Si j’ai toujours été d’un naturel plus inquiet que la moyenne, c’est en 2008, suite au décès d’une amie atteinte d’un cancer, que j’ai commencé à souffrir d’angoisses aiguës. Assez vite, je me suis mise à faire des attaques de panique, et au bout d’un an, j’étais dans un état si pitoyable que j’ai dû accepter de me faire mettre sous anxiolytiques. Pendant six mois, j’ai dormi 12 heures par jour et été complètement abrutie le reste du temps; j’ai aussi bouffé comme quatre et pris dix kilos que je n’ai jamais réussi à reperdre par la suite. Mais je pense vraiment que sur le coup, ça m’a sauvée. J’ai bien fait de les prendre – et encore mieux fait de les arrêter dès que je m’en suis sentie capable. 

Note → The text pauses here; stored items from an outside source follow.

PR #168, opened 2026-03-06
authentication endpoint + authorization

### LINKED ISSUE #46: [DEV] API endpoints: authentication
**Location**

`/backend/src/routes/auth/`

____

**Description**

Implement the authentication endpoint of the API

`/api/v1/auth/` (?)

____

**Sources**

### LINKED ISSUE #78: [DEV] authentication endpoint: fetch admin
**Location**

`/backend/src/routes/auth/`

____

**Description**

Implement a function to fetch an admin.

Handle `GET /api/v1/auth/{id}`.

____

**Sources**

### LINKED ISSUE #79: [DEV] authentication endpoint: create admin
**Location**

`/backend/src/routes/auth/`

____

**Description**

Implement a function to create an admin.

Handle `POST /api/v1/auth/` with a json body of the admin.

____

**Sources**

### LINKED ISSUE #80: [DEV] authentication endpoint: edit admin
**Location**

`/backend/src/routes/authg/`

____

**Description**

Create a function to edit an admin.

Handle `PUT /api/v1/auth/{id}` and `PATCH /api/v1/auth/{id}` with a json body of the editted fields.

____

**Sources**

### LINKED ISSUE #81: [DEV] authentication endpoint: delete admin
**Location**

`/backend/src/routes/auth/`

____

**Description**

Implement a function to delete an admin.

Handle `DELETE /api/v1/aiuth/{id}`.

____

**Sources**

### LINKED ISSUE #82: [DEV] authentication endpoint: admin login
**Location**

`/backend/src/routes/auth/`

____

**Description**

Implement a function to login as admin.

Handle `POST /api/v1/auth/login/` with a json body with username and password.
____

**Sources**

### LINKED ISSUE #83: [DEV] authorisation: allow only admins to do non-fetch and admin and metadata fetch API calls
**Location**

`/backend/src/`

____

**Description**

Only admins who are logged in should be allowed to do all of the non-fetch API calls (create, edit, delete) and the admin and metadata fetch API call.

____

**Sources**

noahvsb:
**Issue(s)**

closes #78, #79, #80, #81, #82, #83

____

**Description**

Implemented the authentication endpoint (without tests).

Haven't implemented authorization yet.

____

**Sources**


noahvsb:
accidentally used main as target

noahvsb:
Staging validation is failing because the feat/endpoint-helpers branch still needs to implement tests.

backend/src/routes/auth/handlers/login.ts
```diff
@@ -0,0 +1,46 @@
...
+import { z } from "zod";
+import { comparePassword } from "./hash.js";
+
+const LoginBodySchema = AdminSchema.pick({ username: true }).extend({
+  password: z.string(),
+});
+
+/**
+ * Authenticates an admin by username and password.
+ * Returns a placeholder session token until proper auth is implemented.
```
Simon-VdB: It's not a placeholder anymore.

backend/src/routes/auth/handlers/login.ts
```diff
@@ -0,0 +1,46 @@
...
+ *
+ * @param server - The Fastify instance, used for database access and logging.
+ * @param request - The Fastify request, expected to contain `username` and `password` in its body.
+ * @returns An object containing a placeholder session token.
```
Simon-VdB: same here, not a placeholder anymore right?

backend/scripts/generate-secret.ts
```diff
@@ -0,0 +1,4 @@
+import crypto from "crypto";
+
+const secret = crypto.randomBytes(32).toString("hex");
+console.log(`JWT_SECRET=${secret}`);
```
Simon-VdB, line 4: why are we logging this?

backend/src/plugins/authorize.ts
```diff
@@ -0,0 +1,25 @@
...
+import type { FastifyInstance, FastifyRequest, FastifyReply } from "fastify";
+
+/**
+ * Decorates the Fastify instance with an `authorize` hook that verifies the JWT session cookie.
+ * Attach this as a `preHandler` on routes that require authentication.
+ * Returns a `401 Unauthorized` response if the token is missing or invalid.
+ *
+ * @param server - The Fastify instance to decorate.
+ */
+export default fp(function authorizePlugin(server: FastifyInstance) {
```
Simon-VdB, line 11: so here you add the authorize function to the server...

backend/src/plugins/authorize.ts
```diff
@@ -0,0 +1,25 @@
...
+  server.decorate("authorize", async function (request: FastifyRequest, reply: FastifyReply) {
+    try {
+      await request.jwtVerify();
+    } catch {
+      reply.status(401).send({ error: "Unauthorized" });
+    }
+  });
+});
+
+declare module "fastify" {
```
Simon-VdB, line 21: and here you just tell typescript that server.authorize will exist?

Simon-VdB: so in js this wouldn't be necessary?

backend/src/plugins/jwt.ts
```diff
@@ -0,0 +1,23 @@
...
+ * Registers JWT and cookie plugins on the Fastify instance.
+ * The JWT secret is read from the `JWT_SECRET` environment variable.
+ * Sessions are stored in an `httpOnly` cookie named `session`.
+ *
+ * @param server - The Fastify instance to register the plugins on.
+ */
+export default fp(async function jwtPlugin(server: FastifyInstance) {
+  await server.register(fastifyCookie);
+
+  await server.register(fastifyJwt, {
```
Simon-VdB, line 22: So this is the servers "private key" for validating the tokens sent by users in their requests either in the authorization header or as a cookie?

backend/src/routes/auth/handlers/edit.ts
```diff
@@ -0,0 +1,49 @@
...
+  if (body.password !== undefined) {
+    fields.push(`password = $${i++}`);
+    values.push(await hashPassword(body.password));
+  }
+
+  fields.push(`updated_by = $${i++}`, `updated_at = $${i++}`);
+  values.push(admin, current_time, id);
+
+  const result = await server.pg.query<Admin>(
+    `UPDATE admin SET ${fields.join(", ")} WHERE id = $${i}
```
Simon-VdB, line 42:
```suggestion
    `UPDATE admin SET ${fields.join(", ")} WHERE id = $${i} // secure way of putting user input in database query
```

backend/scripts/generate-secret.ts
Simon-VdB: is this just for example purposes?

backend/src/routes/auth/handlers/login.ts
Simon-VdB:
```suggestion
 * @returns { success: true } if cookie is successfully set up with the session token expiring in 24h.
```

backend/src/routes/auth/handlers/login.ts
Simon-VdB, line 1: I have a few more questions about this: what if I'm curling the route from my terminal? Then I don't have cookies, so then I would have to use the Authorization header, but I don't see this in your code yet.

backend/src/routes/auth/auth.ts
```diff
@@ -0,0 +1,31 @@
...
+ * - `PUT /api/v1/auth/:id` — replace an existing admin's data. 🔒
+ * - `PATCH /api/v1/auth/:id` — partially update an existing admin. 🔒
+ * - `DELETE /api/v1/auth/:id` — delete an admin by ID. 🔒
+ * - `POST /api/v1/auth/login` — authenticate an admin and set a session cookie.
+ * - `POST /api/v1/auth/logout` — clear the session cookie.
+ *
+ * @param server - The Fastify instance to register routes on.
+ */
+export default function authRoutes(server: FastifyInstance) {
+  const protect = { preHandler: [server.authorize] };
```
Simon-VdB, line 21: very clean, well done, easy to use and very easy to read the code like this

backend/src/routes/auth/auth.ts
```diff
@@ -0,0 +1,31 @@
...
+
+  server.get("/api/v1/auth/:id", protect, replyHandler(server, fetchAdmin));
+  server.get("/api/v1/auth/:id/meta", protect, replyHandler(server, fetchAdminWithMeta));
+  server.post("/api/v1/auth", protect, replyHandler(server, createAdmin));
+  server.put("/api/v1/auth/:id", protect, replyHandler(server, replaceAdmin));
+  server.patch("/api/v1/auth/:id", protect, replyHandler(server, editAdmin));
+  server.delete("/api/v1/auth/:id", protect, replyHandler(server, deleteAdmin));
+  server.post("/api/v1/auth/login", replyHandler(server, login));
```
Simon-VdB, line 29: still trying to figure out how the endpoint knows if it should look for cookie, or for authorization header

backend/src/routes/helpers.ts
```diff
@@ -0,0 +1,121 @@
...
+
+/**
+ * Wraps a handler function and sends a 404 response if the result is null.
+ * Catches HttpErrors and forwards their status code and message.
+ *
+ * @param server - The Fastify instance, used for route registration.
+ * @param handler - The handler function to wrap.
+ * @returns A Fastify route handler.
+ */
+export function replyHandler<T>(
```
Simon-VdB: This is very nice, because it forces you to write handlers with a specific interface, but maybe in the future we will be confronted with a situation where in we cannot follow this interface? Or can you give a good reason why we can never run into such situations?

backend/src/plugins/jwt.ts
```diff
@@ -0,0 +1,23 @@
...
+    secret: process.env["JWT_SECRET"]!,
```
Simon-VdB: The ! non-null assertion bypasses TypeScript safety. If the env var isn't set, Fastify will silently get undefined as the JWT secret and likely crash at runtime on first use rather than at startup. Better to validate early and throw a clear error:

```suggestion
    const secret = process.env["JWT_SECRET"];
    if (!secret) throw new Error("JWT_SECRET environment variable is not set");
```

backend/src/routes/auth/handlers/login.ts
```diff
@@ -0,0 +1,46 @@
...
+ */
+export async function login(server: FastifyInstance, request: FastifyRequest, reply: FastifyReply) {
+  const { username, password } = parse(server, LoginBodySchema, request.body);
+
+  const result = await server.pg.query(
+    `SELECT id, password FROM admin WHERE username = $1`,
+    [username]
+  );
+
+  if (result.rows.length === 0) throw new HttpError(401, "Invalid credentials");
```
Simon-VdB: When the username doesn't exist, the response returns instantly (no bcrypt). When it does exist but the password is wrong, bcrypt takes ~100ms. This timing difference lets an attacker enumerate valid usernames. The fix is to always run comparePassword against a dummy hash when no user is found.

backend/src/routes/auth/handlers/edit.ts
Simon-VdB, line 1: In editAdmin, if the request body is {}, fields only ends up with updated_by and updated_at, resulting in a no-op query that still returns 200. Consider adding a check that at least one meaningful field is provided.

Simon-VdB (commented):
Very well designed and implemented. 
- All tests succeed.
- !!! I'm still not able to run the docker containers: i get this error:
/app/shared/src/types/metadata.ts:23
viernulvier-backend   |     value: () => base.extend(MetadataShape),
viernulvier-backend   |            ^
viernulvier-backend   | 
viernulvier-backend   | TypeError: __name is not a function

Earlier I got an error saying that @fastify/jwt was not found. But that seems to be gone now.

I have a few thoughts I would like to share, maybe they are clearer for you:

1) To me it looks like you only work with cookies, but what if I want to send a request from my terminal or let's say postman, I would have to use the authorization header instead of the cookies, right? 

2) Same for your tests, you only test methods with cookies.

3) Maybe the authorization header logic is yet to be implemented? Maybe it is standard in fastify routes? Maybe I'm missing something else?

Some things to consider:
1) The CRUD operations on /auth are really on admin related things, so maybe we should use /admin for those and leave /auth as an endpoint purely for login and logout? Because that one would be public.

2) login.test.ts imports hashPassword from the handlers index to set up mock data. This leaks an implementation detail into the public surface of the handlers module. A small utility like that is better imported directly from hash.ts in the test, or the test could use a pre-hashed constant.

backend/scripts/generate-secret.ts
noahvsb: You'll have to generate your own secret for your dev environment. This script generates one and logs the output, so you can copy paste it from your terminal into your `.env`.

backend/src/plugins/authorize.ts
noahvsb: I'm not sure, `declare module` is typescript syntax, but perhaps you also need to do something in javascript. I'm not too familiar with js.

backend/src/plugins/jwt.ts
noahvsb: Yes

backend/src/routes/auth/handlers/edit.ts
noahvsb: I'm not sure it's a secure way per se, it's just because not all fields will be changed. Otherwise you would need a different query for each subset of changed fields.

backend/src/routes/auth/handlers/login.ts
noahvsb: I don't think we support authorization headers, only cookies. But I think using curl you're also able to provide a cookie. Maybe jwt supports authorization headers automatically, I'm not sure and this public wifi is horrible, so I don't want to research it.

backend/src/routes/helpers.ts
noahvsb: We can always follow the interface, in some cases we just won't use all of the variables.
If we need more variables than the interface offers, you may need to rethink if that's really necessary and if you're convinced, we can always update the interface.

backend/src/plugins/jwt.ts
noahvsb: I thought when using ? it will silently set it as undefined and when using ! it would throw an error.

backend/src/routes/auth/handlers/edit.ts
noahvsb: If people really want to use an edit and edit nothing, we shouldn't stop them from pursuing their dreams.

The [official specs](https://www.rfc-editor.org/rfc/rfc5789.html) don't state that empty bodies aren't allowed.

willemDC-Info (dismissed):
All code looks good to me. Main thing holding this pr back is the testcoverage for helper.ts is at 95%.

backend/scripts/generate-secret.ts
Simon-VdB: makes sense now, thanks.

backend/src/routes/auth/handlers/edit.ts
Simon-VdB: I thought doing it that way you are protected against sql injection..

backend/src/routes/auth/handlers/login.ts
Simon-VdB: Maybe we should ask our "colleagues" this? I personally think authorization headers would be useful.

backend/src/routes/auth/handlers/edit.ts
Simon-VdB: But then metadata would be junk, right?

backend/src/plugins/jwt.ts
Simon-VdB: The ! is TypeScript's non-null assertion operator — it is a compile-time only hint to the TypeScript compiler that says "trust me, this won't be null or undefined." TypeScript uses it to stop showing type errors. When the code gets compiled to JavaScript, the ! is completely stripped out and leaves no trace whatsoever.

So at runtime, this:
secret: process.env["JWT_SECRET"]!

is identical to this:
secret: process.env["JWT_SECRET"]

If the env var isn't set, you get undefined silently passed as the JWT secret. No error, no warning.

backend/src/routes/auth/handlers/edit.ts
noahvsb: if they try to use  sql injection, z.parse() will fail

backend/src/routes/auth/handlers/login.ts
noahvsb: true, but maybe for milestone 2 or 3

backend/src/plugins/jwt.ts
noahvsb: I got confused with dart

backend/src/routes/auth/handlers/edit.ts
noahvsb: No, because you editted the metadata

backend/src/routes/auth/handlers/login.ts
noahvsb: I made an issue for this: #177

backend/src/routes/auth/handlers/replace.ts
```diff
@@ -0,0 +1,47 @@
...
+import { hashPassword } from "./hash.js";
+
+const ReplaceAdminBodySchema = AdminSchema.pick({ username: true }).extend({
+  password: z.string().min(8).max(72),
+});
+
+const replaceAdminById = (server: FastifyInstance) =>
+  buildQuery(
+    server,
+    `UPDATE admin SET username = $1, password = $2, updated_by = $3, updated_at = $4
```
msth5, line 15: Update only update if exists, however you use this as your full functionality for your put endpoint and that also needs to add objects when not present in the db

backend/src/routes/auth/handlers/hash.ts
```diff
@@ -0,0 +1,24 @@
...
+}
+
+/**
+ * Compares a plain text password against a bcrypt hash.
+ *
+ * @param password - The plain text password to verify.
+ * @param hash - The bcrypt hash to compare against.
+ * @returns `true` if the password matches the hash, `false` otherwise.
+ */
+export async function comparePassword(password: string, hash: string): Promise<boolean> {
```
msth5, line 22: When are we gonna have to compare plain text passwords with hashes? shouldn't passwords always get hashed on client side?

msth5 (changes requested):

backend/src/routes/helpers.ts
```diff
@@ -0,0 +1,345 @@
...
+ * @param request - The Fastify request to extract params from.
+ * @param key - The parameter key to extract.
+ * @returns The parameter value as a string.
+ * @throws `Error` if the parameter is not present in the request.
+ */
+export function getParam(request: FastifyRequest, key: string): string {
+  // eslint-disable-next-line security/detect-object-injection
+  const value = (request.params as Record<string, string>)[key];
+  if (value === undefined)
+    throw new HttpError(400, `Missing route parameter: "${key}"`);
```
msth5:
```suggestion
    throw new HttpError(HttpClientError.BadRequest, `Missing route parameter: "${key}"`);
```
HTTP error code is hard coded when you have enum aviable

msth5: Iker forgot this one I think

.github/workflows/pr-dev.yml
```diff
@@ -17,7 +17,10 @@ jobs:
     runs-on: [self-hosted, linux, ARM64]
     strategy:
       matrix:
-        project: [frontend, backend]
+        project: [frontend, backend, shared]
+        include:
+          - project: shared
+            skip_tests: true
```
Simon-VdB, line 23: So we skip the shared tests?

backend/src/routes/auth/handlers/create.ts
```diff
@@ -1,33 +1,45 @@
...
+import { getMetadata, parseSchema, buildQuery } from "@/routes/helpers.js";
 import { z } from "zod";
 import { hashPassword } from "./hash.js";
 
 const CreateAdminBodySchema = AdminSchema.pick({ username: true }).extend({
   password: z.string().min(8).max(72),
 });
 
+const insertAdmin = (server: FastifyInstance) =>
+  buildQuery(
```
Simon-VdB, line 13: I don't get what was wrong with the previous way of building the query but alright, Iker will have an explanation I assume...

backend/src/routes/auth/handlers/edit.ts
```diff
@@ -39,11 +38,11 @@ export async function editAdmin(server: FastifyInstance, request: FastifyRequest
   fields.push(`updated_by = $${i++}`, `updated_at = $${i++}`);
   values.push(admin, current_time, id);
 
-  const result = await server.pg.query<Admin>(
+  const result = await server.pg.query(
```
Simon-VdB, line 41: what's the reason for not using the query builder here?

backend/src/routes/auth/handlers/login.ts
```diff
@@ -42,5 +54,5 @@ export async function login(server: FastifyInstance, request: FastifyRequest, re
     path: "/",
   });
 
-  return { success: true };
+  return { succes: true };
```
Simon-VdB: typo? : success

backend/test/server.test.ts
```diff
@@ -4,6 +4,7 @@ import type { FastifyInstance } from "fastify";
 
 vi.mock("@/plugin/postgres.js", () => ({
```
Simon-VdB: isn't it plugin**s** plural?

backend/src/routes/auth/handlers/login.ts
```diff
@@ -1,38 +1,50 @@
...
 
-  const valid = await comparePassword(password, result.rows[0].password);
+  // always compare hash to prevent a timing attack
+  const valid = await comparePassword(password, rows[0]?.password ?? DUMMY_HASH);
   if (!valid) throw new HttpError(401, "Invalid credentials");
 
   const token = server.jwt.sign(
-    { id: result.rows[0].id, username },
-    { expiresIn: "24h" }
+    { id: rows[0]!.id, username },
```
Simon-VdB, line 47: smelly

Simon-VdB (commented):
Looks good, tests succeed with 100% coverage. I can run the docker containers and access the auth route but ofc I'm unauthorized so i can't test it very well. 

I'm still having doubts about only using cookies, because our project is supposed to be api driven and by assuming only browsers will be used to view our api data, we are now putting importance on the frontend rather than the backend. Because with cookies, the ease of use in a browser is way better than with a curl request or via postman f.e.

backend/src/routes/auth/handlers/replace.ts
noahvsb: note: we decided in the discord we will not create a new object if the id doesn't exist. The [standard](https://www.rfc-editor.org/rfc/rfc2616#section-9.6) doesn't say it's necessary and we would like to have more controls over the id's that are in use.

backend/src/routes/auth/handlers/hash.ts
noahvsb: Leaving the hashing over to the back-end is a cleaner approach and we assume use of HTTPS so it's encrypted when traveling on the network..

noahvsb:
> I'm still having doubts about only using cookies, because our project is supposed to be api driven and by assuming only browsers will be used to view our api data, we are now putting importance on the frontend rather than the backend. Because with cookies, the ease of use in a browser is way better than with a curl request or via postman f.e.

I've come to agree with this. I made an issue, but I consider it out of scope for this PR: #177

.github/workflows/pr-dev.yml
noahvsb: Yes, because there aren't any.

backend/src/routes/auth/handlers/create.ts
noahvsb: Build query adds data validation to input and output.

backend/src/routes/auth/handlers/edit.ts
noahvsb: The way I assumed buildQuery is used is to build a constant query variable. But the query here isn't constant.

backend/src/routes/auth/handlers/login.ts
noahvsb: I now did `if (!valid || rows.length == 0) throw new HttpError(401, "Invalid credentials");` in the line above, so I can safely do the `!`.

Simon-VdB (dismissed):

willemDC-Info (dismissed):
All looks good to me and the hard coded part is out. I looks all good to me to merge it with staging.

noahvsb:
RIP approvals :pray:

backend/test/routes/auth/integration.test.ts
```diff
@@ -0,0 +1,260 @@
...
+          ? { rows: [{ id: row.id, password: row.password }], rowCount: 1 }
+          : { rows: [], rowCount: 0 }
+        );
+      }
+
+      // Fetch with meta: SELECT ... created_at ... WHERE id = $1
+      if (q.startsWith("SELECT") && q.includes("CREATED_AT")) {
+        const id = params[0] !== undefined ? Number(params[0]) : undefined;
+        const rows = id !== undefined
+          ? mockDb.filter((a) => a.id === id).map(({ password: _, ...rest }) => rest)
```
willemDC-Info, line 73: To make these errors go away you can use
/* eslint-disable no-unused-vars */
to remove them as they are no real errors but eslint complaining

noahvsb: I just decided to add a `...IgnorePattern: "^_"` like we did for the source code in the eslint config.

And for the object-sink-detection, I disabled that for this file, security isn't necessary in isolated tests.

Simon-VdB (approved):
All tests succeed

willemDC-Info (approved):
I looks all good to me and all tests seem to pass so for me it can be merged.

Après ça, j’ai mis toute ma légendaire obstination dans la recherche d’une solution. J’ai lu tout ce que je pouvais trouver sur le sujet. Je faisais déjà du yoga; je me suis mise à la méditation. J’ai même été voir deux psys différents – comme je m’y attendais, j’ai détesté ça et ça ne m’a pas aidée du tout, mais j’ai essayé. J’ai fini par venir à bout de mes attaques de panique grâce à deux techniques appelées visualisation et cohérence cardiaque, qui m’ont appris à rétablir le calme en moi quand je sentais monter la panique: la première, en travaillant sur l’esprit pour apaiser le corps; la seconde, en travaillant sur le corps pour apaiser l’esprit. 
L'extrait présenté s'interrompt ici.